- Founded: ?
- Founder: Ben Hoffman
- Status: Defunct
- Genre: Punk Heavy metal Death metal Electronic Industrial
- Country of origin: Canada

= Fringe Product =

Canadian independent record label

Fringe Product (or Fringe Records) is a defunct Canadian independent record label which was owned by Ben Hoffman. Genres on the label included punk, rock, metal, hardcore, death metal, industrial and electronic music. Hoffman was also proprietor of Record Peddler Distribution (specializing in UK and US imports) and The Record Peddler from the late 1970s to the year 2000.

Acts on the Fringe Product label included HYPE, Dirty Rotten Imbeciles, Dayglo Abortions, Guilt Parade, Teenage Head, A Neon Rome, Breeding Ground, Sacrifice, Slaughter, Corpus Vile, Razor, Vital Sines, UIC, TBA, Sudden Impact, YouthYouthYouth, The Demics, Change of Heart, Bunchofuckingoofs and Random Killing.

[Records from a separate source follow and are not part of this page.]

PR #4473, opened 2024-02-21
PERF: FUTURE: Default default-constructor of `SymmetricSecondRankTensor`

N-Dekker:
Follow-up to pull request https://github.com/InsightSoftwareConsortium/ITK/pull/4469 commit 755cd10e5421d41f4004be101c888d5ba24be8e4
"PERF: FUTURE: Default default-constructors of `RGBPixel` and `RGBAPixel`"

### DIFF
--- a/Modules/Core/Common/include/itkSymmetricSecondRankTensor.h
+++ b/Modules/Core/Common/include/itkSymmetricSecondRankTensor.h
@@ -104,7 +104,11 @@ public:
 
   /** Default-constructor.
    * \note The other five "special member functions" are defaulted implicitly, following the C++ "Rule of Zero". */
+#ifdef ITK_FUTURE_LEGACY_REMOVE
+  SymmetricSecondRankTensor() = default;
+#else
   SymmetricSecondRankTensor() { this->Fill(0); }
+#endif
 
   SymmetricSecondRankTensor(const ComponentType & r) { this->Fill(r); }
 
--- a/Modules/Core/Common/test/itkCommonTypeTraitsGTest.cxx
+++ b/Modules/Core/Common/test/itkCommonTypeTraitsGTest.cxx
@@ -74,6 +74,13 @@ TEST(CommonTypeTraits, RGBPixelIsPOD)
   EXPECT_TRUE(std::is_trivial_v<T>);
   EXPECT_TRUE(std::is_standard_layout_v<T>);
 }
+
+TEST(CommonTypeTraits, SymmetricSecondRankTensorIsPOD)
+{
+  using T = itk::SymmetricSecondRankTensor<float, 3>;
+  EXPECT_TRUE(std::is_trivial_v<T>);
+  EXPECT_TRUE(std::is_standard_layout_v<T>);
+}
 #else
 TEST(CommonTypeTraits, RGBAPixelIsNotPOD)
 {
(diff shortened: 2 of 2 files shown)


Modules/Core/Common/include/itkSymmetricSecondRankTensor.h
```diff
@@ -104,7 +104,11 @@ class ITK_TEMPLATE_EXPORT SymmetricSecondRankTensor : public FixedArray<TCompone
 
   /** Default-constructor.
    * \note The other five "special member functions" are defaulted implicitly, following the C++ "Rule of Zero". */
+#ifdef itkSymmetricSecondRankTensor_h // TODO Must be: #ifdef ITK_FUTURE_LEGACY_REMOVE
```
N-Dekker, line 107: Note: the initial CI run is expected to fail, because of the incorrect `#ifdef`. I just want to see if defaulting `SymmetricSecondRankTensor()` would cause any test failures, other than the GTest `CommonTypeTraits.SymmetricSecondRankTensorIsNotPOD`.

blowekamp:
I assume this PR is similar to the RGBPixel improvement with the goal of improving the performance of the Image::Allocate method. Perhaps this is a case there the optimization should go into the Allocate method. In SimpleITK and when interfacing with other libraries and buffers, the Image container buffer is considered a raw buffer. Perhaps if certain conditions, c++ traits or itk PixelTraits then a special optimization in this method could occur where the buffer is initialized as some type of raw buffer, then case to the component type. 

These initialized objects can be an insidious thing to track down as the behavior is not deterministic and varies with debug and release builds. So I have some concern with the proposed future changes.

Modules/Core/Common/test/itkCommonTypeTraitsGTest.cxx
```diff
@@ -74,6 +74,13 @@ TEST(CommonTypeTraits, RGBPixelIsPOD)
   EXPECT_TRUE(std::is_trivial_v<T>);
   EXPECT_TRUE(std::is_standard_layout_v<T>);
 }
+
```
dzenanz, line 77:
```suggestion
#ifdef ITK_FUTURE_LEGACY_REMOVE
```

dzenanz: Oops, if is provided 20 lines earlier.

dzenanz (approved):

N-Dekker:
> I assume this PR is similar to the RGBPixel improvement with the goal of improving the performance of the Image::Allocate method.

Indeed, I have indeed seen huge ("future") performance improvements of `Image::Allocate` from the similar RGBPixel PR (#4469), and I would expect similar ("future") performance improvements for SymmetricSecondRankTensor, with this commit. But it's not just that. It's also a matter of consistency between pixel types:

```cpp
    TPixel pixel1; // May not be initialized, after this change 
    TPixel pixel2{}; // Properly zero-initialized.
    TPixel pixel3 = TPixel{}; // Properly initialized.
    TPixel pixel4 = TPixel(); // Properly initialized.
```	
As I mentioned at https://github.com/InsightSoftwareConsortium/ITK/pull/4469#discussion_r1496080480

Note that `std::make_unique<TPixel>()` and `std::make_shared<TPixel>()` will zero-initialize the created pixel(s) anyway, also with this PR.

Slightly off-topic, I think it would help if `itk::Image` would have an extra member function, `AllocateZeroInitialized()`, which would be equivalent to `Allocate(bool initializePixels)` with `true` as argument. It seems cleared to me to explicitly write `image.AllocateZeroInitialized()`, instead of `image.Allocate(true)`.  What do you think?

dzenanz (approved):

PR #4477, opened 2024-02-23
DOC: Update documentation of `GetNameOfClass` macro calls

N-Dekker:
- Follow-up to pull request https://github.com/InsightSoftwareConsortium/ITK/pull/4373

- commit 2c264ea2ef62e916c6ef947599ce659cc8fce5fe "STYLE: Replace itkTypeMacro calls with `itkOverrideGetNameOfClassMacro`"

- commit fa1f39a2b6149ad7d91c03a699de5dc85f6619a0 "STYLE: Replace itkTypeMacroNoParent with itkVirtualGetNameOfClassMacro"

----
🎉  Ready for review now: improved documentation of 1000+ `GetNameOfClass` macro calls!


dzenanz (approved):

Modules/Core/Common/include/itkCellInterface.h
```diff
@@ -461,7 +461,7 @@ class ITK_TEMPLATE_EXPORT CellInterface
 
 #endif
 
-  /** Standard part of every itk Object. */
+  /** Defines the virtual member function `GetNameOfClass()`, which returns the name of this class as a string. */
```
N-Dekker, line 464: Looking at my own proposal again, the words "as a string" seem somewhat superfluous 🤔

dzenanz: Does it return `std::string` or `char *`? 😄

N-Dekker: https://github.com/InsightSoftwareConsortium/ITK/blob/adcc46bf9600b78bda422c49a8aca4611c1751d1/Modules/Core/Common/include/itkMacro.h#L441-L442

So we could make it instead:
```cpp
  /** Defines `virtual const char * GetNameOfClass() const`, which returns the name of this class. */
```

Do you like that better?

(I would like it to fit on one line of code anyway.)

N-Dekker: And then of course, a similar line of documentation for itkOverrideGetNameOfClassMacro calls, like:

    /** Defines `const char * GetNameOfClass() const override`, which returns the name of this class. */

Right?

Modules/Core/Common/include/itkCellInterface.h
```diff
@@ -173,7 +173,7 @@ class ITK_TEMPLATE_EXPORT CellInterface
       return smartPtr;
     }
 
-    /** Run-time type information (and related methods).   */
+    /** Defines `const char * GetNameOfClass() const override`, returning the name of this class (or class template). */
```
N-Dekker, line 176: Of course, we can also shorten this to something like:
```cpp
  /** Defines `const char * GetNameOfClass() const override`. */
```
Because the same line of comment will be there in 1000+ places, maybe it's better to keep it short. For more details, people may just check the macro definitions themselves! What do you think?

dzenanz: Agreed.

dzenanz (approved):

blowekamp (commented):
The  `/** */` comment is for doxygen. Restating the functions signature in the doxygen string is redundant and does not contribute to describing the API, IMHO.

N-Dekker:
See also:
- #4498

N-Dekker:
Now that the doxygen output is OK again, it does indeed properly show the function signature of those `GetNameOfClass()` member functions, at https://itk.org/Doxygen/html/  Nevertheless, the current HTML documentation still seems outdated to me, as it just says something like _"Standard part of all itk objects"_: 

> `const char* itk::Object::GetNameOfClass() const [override] [virtual]`
> Standard part of all itk objects.

Would you like it if it would be replaced by the text _"Returns the name of this class"_? Or would you prefer no text at all (as the name of those member functions is already pretty clear)?

blowekamp:
Getting the function signature is a great improvement! Thank you.

Adding some prose would be nice. To me the interesting things about the method is that 1) Can be used polymorpically to return the name of the instantiated class 2) it return's the non-mangle and non-namespace qualified class name. To me the old "Run-time type information" says that to me, but I have been looked at that for far too long.

N-Dekker:
> Adding some prose would be nice. To me the interesting things about the method is that 1) Can be used polymorpically to return the name of the instantiated class 2) it return's the non-mangle and non-namespace qualified class name. To me the old "Run-time type information" says that to me, but I have been looked at that for far too long.

Thanks for the input @blowekamp Minor detail: `GetNameOfClass()` often returns the name of the _class template_, rather than the name of the class. For example, it may return `"Image"`, without its template arguments, rather than `"Image<int>"`.

Anyway, I would still like to keep the documentation _very short_ for most of those 1000+member functions. Maybe we can only just have some more extensive documentation at `LightObject::GetNameOfClass()`, as LightObject is kind of the root of the ITK class hierarchy. And then just have the other GetNameOfClass() member functions _refer_ to LightObject? So what about just `\see LightObject::GetNameOfClass()`, for any GetNameOfClass() other than the one of `LightObject`?

For example:

```cpp
    /** \see LightObject::GetNameOfClass() */
    itkVirtualGetNameOfClassMacro(CellInterface);

```

blowekamp:
Yes very good idea.

Actually, if I recall correctly with Doxygen if an overloaded method has no documentation strings, then the parent's documentation is used. Last I checked that was before the override specifier was added so I don't know the behavior with that additional specifier. I would hope it would be the same.

N-Dekker:
I really hope that this pull request can get merged without merge conflicts. I found that amending a commit like this (involving more than a thousand files) is quite time consuming! Just running git to do the commit locally takes a _long_ time!

hjmjohnson (approved):

PR #4479, opened 2024-02-24
Add and use `itk::ImageBase::AllocateInitialized()`

N-Dekker:
The existing three possible ways to call `Allocate(bool = false)` (either by `Allocate(true)`, `Allocate(false)`, or `Allocate()`) may accidentally be confused, especially by novice ITK users.

The proposed `AllocateZeroInitializedPixelBuffer()` is intended to reduce the chance of such a confusion, and improve code readability. It is equivalent to `Allocate(true)`.

----
For the record, "AllocateZeroInitializedPixelBuffer" was renamed to "AllocateInitialized", as suggested at https://github.com/InsightSoftwareConsortium/ITK/pull/4479#issuecomment-1964624698

### DIFF
--- a/Modules/Core/Common/include/itkImageBase.h
+++ b/Modules/Core/Common/include/itkImageBase.h
@@ -242,6 +242,14 @@ public:
   virtual void
   Allocate(bool initialize = false);
 
+  /** Allocates the pixel buffer of the image, zero-initializing its pixels. `AllocateInitialized()` is equivalent to
+   * `Allocate(true)`. It is just intended to make the code more readable. */
+  void
+  AllocateInitialized()
+  {
+    return this->Allocate(true);
+  }
+
   /** Set the region object that defines the size and starting index
    * for the largest possible region this image could represent.  This
    * is used in determining how much memory would be needed to load an
--- a/Modules/Core/Common/include/itkFloodFilledFunctionConditionalConstIterator.hxx
+++ b/Modules/Core/Common/include/itkFloodFilledFunctionConditionalConstIterator.hxx
@@ -83,7 +83,7 @@ FloodFilledFunctionConditionalConstIterator<TImage, TFunction>::InitializeIterat
   typename TTempImage::RegionType tempRegion = this->m_Image->GetBufferedRegion();
 
   m_TemporaryPointer->SetRegions(tempRegion);
-  m_TemporaryPointer->Allocate(true); // initialize buffer to zero
+  m_TemporaryPointer->AllocateInitialized();
 
   // Initialize the queue by adding the start index assuming one of
   // the m_Seeds is "inside" This might not be true, in which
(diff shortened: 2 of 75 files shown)


Modules/Core/Common/include/itkImageBase.h
```diff
@@ -242,6 +242,14 @@ class ITK_TEMPLATE_EXPORT ImageBase : public DataObject
   virtual void
   Allocate(bool initialize = false);
 
+  /** Allocates the pixel buffer of the image, zero-initializing its pixels. `AllocateZeroInitializedPixelBuffer()` is
+   * equivalent to `Allocate(true)`. It is just intended to make the code more readable. */
+  void
+  AllocateZeroInitializedPixelBuffer()
+  {
+    return this->Allocate(true);
```
issakomi, line 250: _Allocate_ in _ImageBase_ is just an empty function, BTW.

N-Dekker: Indeed, `ImageBase::Allocate(bool)` is empty. Ideally, it should have been a pure virtual function, but apparently declaring `Allocate(bool) = 0` would break backwards compatibility:

https://github.com/InsightSoftwareConsortium/ITK/blob/2c264ea2ef62e916c6ef947599ce659cc8fce5fe/Modules/Core/Common/include/itkImageBase.h#L235-L243

Maybe we should mark the (empty) function body of `ImageBase::Allocate(bool)`  `ITK_FUTURE_LEGACY_REMOVE`. Something to consider for ITK 6... 🤔 But that's beyond the scope of this PR anyway  🤷

N-Dekker: Obviously declaring `ImageBase::Allocate` _pure virtual_ would make `ImageBase` an abstract base class. So it would disallow creating `ImageBase` objects. Probably `ImageBase::New()` should then also be removed.

But currently it is still possible to create `ImageBase` objects. Such an object would just contain the image grid/size/geometry information, _without_ the pixel data. I can imagine that that _might_ be a useful feature. Actually I'm interested to hear if people actually use that feature! 😃

N-Dekker: Thanks @blowekamp I did not yet realize that ITKv4 registration would use images that way!

I think this resolves the conversation, but the pull request is still open  😃 Please approve, if you agree about adding an `ImageBase::AllocateZeroInitializedPixelBuffer()` member function!

blowekamp:
I find the member function name over verbose.

dzenanz:
`AllocateInitialized` for the name? Docstring should have sufficient explanation about default values.

N-Dekker:
> `AllocateInitialized` for the name?

Thanks for the suggestion @dzenanz. However, I would like the name to be self-explanatory. Until now it was a common practice to add a comment to actually _explain_ the meaning of `Allocate(true)` with each `Allocate(true)` call. For example: 

    m_TemporaryPointer->Allocate(true); // initialize buffer to zero

https://github.com/InsightSoftwareConsortium/ITK/blob/adcc46bf9600b78bda422c49a8aca4611c1751d1/Modules/Core/Common/include/itkFloodFilledFunctionConditionalConstIterator.hxx#L86

So do you (both) think the name `AllocateInitialized` is sufficiently self-explanatory? So that most people won't feel the need to look up the meaning, or add a comment like "initialize buffer to zero"?

blowekamp:
> So do you (both) think the name `AllocateInitialized` is sufficiently self-explanatory? So that most people won't feel the need to look up the meaning, or add a comment like "initialize buffer to zero"?

I think the name is sufficient 👍

dzenanz (approved):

Fringe Product is also noteworthy for licensing bands such as Bad Brains, Dead Kennedys, Butthole Surfers, Killdozer, Rapeman, Jello Biafra, Die Kreuzen, Corrosion of Conformity, Gang Green, Swans, and Black Flag for distribution in Canada via Record Peddler Distribution.

Fringe usually released albums and mini-lps in two formats at once. First on vinyl and cassette, then on CD and cassette. The first CDs came out in the winter of 1987-1988, but they were re-releases of big sellers like Forward to Termination. The last vinyl was the Disciples of Power Powertrap LP, which was released at the beginning of April 1990.

== Obscenity charges ==
In 1988, obscenity charges were laid against Fringe Product and Record Peddler, on the basis of their distribution of two albums by Dayglo Abortions. It was the first time that the Canadian obscenity laws, established in 1959, were used against a record label. A jury cleared the companies of the charges in a trial in November 1990.